Contributing to a research project which is aiming for publication in a research journal has been hugely rewarding and exciting, and has made the idea of working in a similar environment after graduating a lot more persuasive.

Written by Charlotte Gray

AI Technologies for Allergen Detection and Smart Cleaning Food Production Workshop

In collaboration with the AI3 Science Discovery (AI3SD) and Internet of Food Things (IoFT) EPSRC Networks the RoboClean team ran a workshop in London on the 17th of October. The focus of the workshop was to discuss how digital technologies such as AI, sensors and robotics can be used for enhanced allergen detection and factory cleaning within food production environments. The workshop was well attended by a range of stakeholders from industry, academia and organisations such as the Food Standards Agency. The morning of the workshop had three speakers. Nik Watson from the University of Nottingham gave a talk on the future of factory cleaning. This talk covered a range of research projects from the University which developed new digital technologies to monitor and improve factory cleaning processes. The second talk was from AI3SD lead Jeremy Frey from the University of Southampton. Jeremy’s talk gave an introduction to AI and covered a range of new sensors which could be used to detect the presence of allergens in a variety of food products and environments. The final talk was delivered by Martin Peacock from Zimmer and Peacock, a company who develop and manufacture electrochemical sensors. Martin gave an introduction to the company and the technologies they develop before demonstrating how there sensor could be connected to an iPhone and determine the hotness of chilli sauce. Martin’s talk finished by discussing how electro chemical sensors could be used to detect allergens within a factory environment. The afternoon of the workshop focused on group discussions on the following the four topics – all related to allergen detection and cleaning within food production:

  • Data collection, analysis and use
  • Ethical issues
  • Cleaning robots
  • Sensors

Each group had a lead, however delegates moved between tables so they could contribute to more than one discussion. At the end of the workshop the lead from each group reported back with the main discussion points covered by the delegates. The delegates on the ‘robotics’ table reported that robots would play a large role in the future of factory cleaning as they would free up factory operators to spend time on more complicated tasks.
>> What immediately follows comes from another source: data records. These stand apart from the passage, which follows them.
PR #2924, opened 2021-09-20
Added Participation Key Expiration Check

### LINKED ISSUE #2738: Add transaction to take an invalid account offline
## Problem

Currently, if an account marks itself online but the last round has passed, it counts towards the total online stake but the account can't vote. This is considered to be malicious behavior by the protocol and can undermine the protocol's security. 

## Solution
First step - Allow anyone to take online accounts which are effectively offline (online status, no more keys, hasn't renewed) offline using a special transaction. 
Second Step - algod should do it automatically 

## Urgency

See problem

AlgoStephenAkiki:
Resolves #2738

Adds the following:

- consensus.go: Adds the default MaxExpiredAccountsToProcess value for
  the new consensus protocol
- block.go: Adds necessary block header entries
- eval.go: Scans for expired accounts, modifies them to be offline and adds
  validation for this use case
- eval_test.go: Basic unit tests
- participationExpiration_test.go: Added e2e tests that verify that
  different consensus protocols behave differently


tsachiherman:
Please update the PR's Summary and Test Plan.

data/bookkeeping/block.go
```diff
@@ -125,6 +125,19 @@ type (
...
 		CompactCert map[protocol.CompactCertType]CompactCertState `codec:"cc,allocbound=protocol.NumCompactCertTypes"`
+
+		// ParticipationUpdates contains the information needed to mark
+		// certain accounts offline because their participation keys expired
+		ParticipationUpdates
+	}
+
+	// ParticipationUpdates represents participation account data that
+	// needs to be checked/acted on by the network
+	ParticipationUpdates struct {
```
tsachiherman, line 136: Add 
```golang
```
as the first field of the `ParticipationUpdates` struct.

ledger/eval.go
```diff
@@ -1032,6 +1032,41 @@ func (eval *BlockEvaluator) endOfBlock() error {
...
+		// see if it meets the criteria for adding it to the expired
+		// participation accounts list.
+		modifiedAccounts := eval.state.mods.Accts.ModifiedAccounts()
+		currentRound := eval.Round()
+
+		proto, ok := config.Consensus[eval.block.BlockHeader.CurrentProtocol]
+		if !ok {
+			return fmt.Errorf("unknown consensus version: %s", eval.block.BlockHeader.CurrentProtocol)
+		}
+
```
tsachiherman, line 1047: Use `eval.proto` instead of getting the protocol parameters from `config.Consensus`

ledger/eval.go
```diff
@@ -1049,6 +1084,47 @@ func (eval *BlockEvaluator) endOfBlock() error {
...
 }
 
+// modifyOfflineAccounts after all transactions and rewards are processed, modify the accounts so that their status is offline
+func (eval *BlockEvaluator) modifyOfflineAccounts() error {
+
+	proto, ok := config.Consensus[eval.block.BlockHeader.CurrentProtocol]
+	if !ok {
+		return fmt.Errorf("unknown consensus version: %s", eval.block.BlockHeader.CurrentProtocol)
+	}
+
```
tsachiherman, line 1094: same as before - use `eval.proto`

ledger/eval.go
```diff
@@ -1049,6 +1084,47 @@ func (eval *BlockEvaluator) endOfBlock() error {
...
+	// This works when the expected number of accounts is zero (i.e. it is disabled) as well
+	if lengthOfExpiredParticipationAccounts > expectedMaxNumberOfExpiredAccounts {
+		return fmt.Errorf("length of expired accounts (%d) was greater than expected (%d)",
+			lengthOfExpiredParticipationAccounts, expectedMaxNumberOfExpiredAccounts)
+	}
+
+	for _, accountAddr := range eval.block.ParticipationUpdates.ExpiredParticipationAccounts {
+		acctData, err := eval.state.lookup(accountAddr)
+		if err != nil {
+			return fmt.Errorf("modifyOfflineAccounts wrong: %v was not found", accountAddr)
```
tsachiherman, line 1108: an error would be returned when the lookup failed, but not when the lookup was looking for a non-existing account.
If you were to look a non-existing account, you would get the "empty" account data.
Therefore, returning an error here is good - but the error string isn't; it should say something like:
```golang
    return fmt.Errorf("modifyOfflineAccounts was unable to retrieve account %v : %w", accountAddr, err)
```

ledger/eval.go
```diff
@@ -1049,6 +1084,47 @@ func (eval *BlockEvaluator) endOfBlock() error {
...
+		}
+
+		// Reset the appropriate account data
+		acctData.Status = basics.Offline
+		acctData.VoteFirstValid = basics.Round(0)
+		acctData.VoteLastValid = basics.Round(0)
+		acctData.VoteKeyDilution = 0
+		acctData.VoteID = crypto.OneTimeSignatureVerifier{}
+		acctData.SelectionID = crypto.VRFVerifier{}
```
tsachiherman, line 1117: I think that it would be cleaner if you were to create a `ClearOnlineState` on `AccountData` and call it from here. In the future, we might have additional fields, and it would make it cleaner having all of them in a single place.

ledger/eval.go
```diff
@@ -1088,6 +1164,56 @@ func (eval *BlockEvaluator) finalValidation() error {
 				return fmt.Errorf("CompactCertType %d unexpected", ccType)
 			}
 		}
+
+		proto, ok := config.Consensus[eval.block.BlockHeader.CurrentProtocol]
+		if !ok {
+			return fmt.Errorf("unknown consensus version: %s", eval.block.BlockHeader.CurrentProtocol)
+		}
```
tsachiherman, line 1171: use `eval.proto`..

ledger/eval.go
```diff
@@ -1088,6 +1164,56 @@ func (eval *BlockEvaluator) finalValidation() error {
...
+		// If the length of the array is strictly greater than our max then we have an error.
+		// This works when the expected number of accounts is zero (i.e. it is disabled) as well
+		if lengthOfExpiredParticipationAccounts > expectedMaxNumberOfExpiredAccounts {
+			return fmt.Errorf("length of expired accounts (%d) was greater than expected (%d)",
+				lengthOfExpiredParticipationAccounts, expectedMaxNumberOfExpiredAccounts)
+		}
+
+		// For security reasons, we need to make sure that all addresses in the expired participation accounts
+		// are unique.  We make this map to keep track of previously seen address
+		addressSet := make(map[basics.Address]bool)
```
tsachiherman, line 1185: preallocate with size : 
initialize the map to have `eval.block.ParticipationUpdates.ExpiredParticipationAccounts` entries.

ledger/eval.go
```diff
@@ -1088,6 +1164,56 @@ func (eval *BlockEvaluator) finalValidation() error {
...
+				// We shouldn't have duplicate addresses...
+				return fmt.Errorf("duplicate address found: %v", accountAddr)
+			}
+
+			// Record that we have seen this address
+			addressSet[accountAddr] = true
+
+			acctData, err := eval.state.lookup(accountAddr)
+			if err != nil {
+				return fmt.Errorf("ExpiredParticipationAccount wrong: %v was not found", accountAddr)
```
tsachiherman, line 1201: same note as before; just one more comment - errors should always start with a lower-case.

ledger/eval.go
```diff
@@ -1119,6 +1245,11 @@ func (eval *BlockEvaluator) GenerateBlock() (*ValidatedBlock, error) {
 		return nil, err
 	}
 
+	err = eval.modifyOfflineAccounts()
```
tsachiherman, line 1248: could you move this call to `eval.finalValidation()`, just instead of "return nil" at the end ?
see https://github.com/algorand/go-algorand/pull/2922 for the rationale..

tsachiherman (changes requested):
Overall looks good - I've had few requests, some are just code-style, some are more around compatibility with other PRs.

ledger/eval.go
```diff
@@ -1088,9 +1149,54 @@ func (eval *BlockEvaluator) finalValidation() error {
...
+			}
+
+			if !pastCurrentRound {
+				return fmt.Errorf("finalValidation found %v round (%v) was not less than current round (%v)", accountAddr, acctData.VoteLastValid, currentRound)
+			}
+		}
 	}
 
-	return nil
+	return eval.modifyOfflineAccounts()
```
tsachiherman, line 1199: I think that I found a missing call to
```golang
finalValidation() error
```
from 
```golang
func Eval(l ledgerForEvaluator, blk *bookkeeping.Block, proto config.ConsensusParams) (ledgercore.StateDelta, []transactions.SignedTxnInBlock, error) {
```

The `Eval` should call `finalValidation` right after `endOfBlock`, just like `GenerateBlock`

ledger/eval.go
```diff
@@ -1088,9 +1149,54 @@ func (eval *BlockEvaluator) finalValidation() error {
...
+			isOnline := acctData.Status == basics.Online
+			// true if the accounts last valid round has passed
+			pastCurrentRound := acctData.VoteLastValid < currentRound
+
+			if !isOnline {
+				return fmt.Errorf("finalValidation found %v was not online but %v", accountAddr, acctData.Status)
+			}
+
+			if !pastCurrentRound {
+				return fmt.Errorf("finalValidation found %v round (%v) was not less than current round (%v)", accountAddr, acctData.VoteLastValid, currentRound)
```
tsachiherman, line 1194: the last two entries should be using `%d` instead of `%v`

tsachiherman (changes requested):
given that you've modified the encoding of the block header, you'll need to regenerate the msgp in order to make it persistent; use `make msgp` to regenerate all the auto-gen msgp encoders/decoders.

ledger/eval.go
```diff
@@ -1088,9 +1149,61 @@ func (eval *BlockEvaluator) finalValidation() error {
...
 	}
 
-	return eval.state.CalculateTotals()
+	err := eval.state.CalculateTotals()
+
+	if err != nil {
+		return err
+	}
+
+	return eval.modifyOfflineAccounts()
```
tsachiherman, line 1205: You'll need to swap the two : calculating the account totals has to happen only after the accounts get modified.

tsachiherman (changes requested):
The test you've added at `TestExpiredAccountGeneration` is good - but we would need more extensive unit testing. In practice, you change would affect the `GenerateBlock()`, `eval()` and `EvalForIndexer`. For each one of these, we need to make sure that the code changes produce their expected output;
as a generic guideline, each of the if-statements that you've included in your PR need to be tested for both success and failure.

ledger/eval_test.go
```diff
@@ -20,6 +20,7 @@ import (
 	"context"
 	"errors"
 	"fmt"
+	"github.com/algorand/go-algorand/data/transactions/verify"
```
tsachiherman, line 23: move this import to the group below..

The group felt that the design of the robots was essential and discussed that new factories should also be designed differently to facilitate robot cleaning more easily. The group also thought that effective communication with the robot was a key issue which needed further research. The ‘sensors’ group reported that any new sensors used to detect allergens or levels of cleanliness would need to fit into existing regulations and practices, but would be welcomed by the industry, especially if they could detect allergens or bacteria in real-time. The ‘data’ group reported that there was a need for data standards relevant to industrial challenge and there was also a need for open access data to enable the development of suitable analysis and visualisation methods. The ‘ethics’ group discussed numerous key topics including, Bias, Uncertainty, transparency, augmented intelligence and the objectivity of AI.